PENAL CODE ANN. § 12.31.

Rodriguez claims his conviction should be reversed for four reasons: (1) the trial court

abused its discretion in admitting certain video recordings of the shooting (presented to the jury

as a single compilation video), (2) the trial court erred by submitting a jury charge containing

conflicting application paragraphs, (3) the trial court erred by failing to submit a defense-of-athird-person jury instruction, and (4) Texas law mandating an automatic sentence of life without

parole upon conviction for capital murder is facially unconstitutional.

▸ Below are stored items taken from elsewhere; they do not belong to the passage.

PR #882, opened 2018-07-20
when debugging, abort with error on cast when incompatible with STRSXP

jackwasey:
As with #860, if `NDEBUG` is unset, then abort on a failed cast to `STRSXP`. #860 missed this code path. (Although I think this is a benign, the current master 2d4eb219bdff6bb4675e46b doesn't pass its own tests, so I can't complete an R CMD check after this patch.)

### DIFF
--- a/inst/include/Rcpp/r_cast.h
+++ b/inst/include/Rcpp/r_cast.h
@@ -123,7 +123,12 @@ namespace Rcpp {
                 return Rf_ScalarString( PRINTNAME( x ) );
             default:
                 const char* fmt = "Not compatible with STRSXP: [type=%s].";
+#ifndef NDEBUG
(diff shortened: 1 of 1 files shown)


eddelbuettel:
Thanks, that PR looks fine.

What do you mean by "the current master 2d4eb21 doesn't pass its own tests" ? It obviously works at Travis, as it does on my box.  Can you detail what goes wrong at your end?

jackwasey:
Thanks. BTW, I was unable to reproduce the RUnit test failures in a clean docker environment.

eddelbuettel:
Thanks for the follow-up.  Also have (as you may have seen) a pending PR for the `min()` and `max()` issue.

jackwasey:
Yes, I spotted that: impressive speed, much appreciated.

PR #887, opened 2018-07-28
Feature/deprecate ldflags

eddelbuettel:


eddelbuettel:
Nothing too tricky here but a review or a thumbs up would still be appreciate.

We conclude that the trial court did not err in admitting the video compilation or in

submitting the jury charge and Rodriguez did not preserve error regarding his requested jury

instruction or his claim of unconstitutionality. Even so, we modify the trial court’s judgment

(1) to reflect that the punishment was assessed by the trial court and (2) that punishment was a

mandatory life sentence without parole. As modified, we affirm the trial court’s judgment.

I. Background

The murders for which Rodriguez was convicted took place in Clara Marie Liscano’s

backyard in Longview, Texas, just before 3:00 a.m. on June 10, 2023. The two men who were

killed were Aleksei Gamez, Liscano’s boyfriend, and Aleksei’s brother, Alexander Gamez.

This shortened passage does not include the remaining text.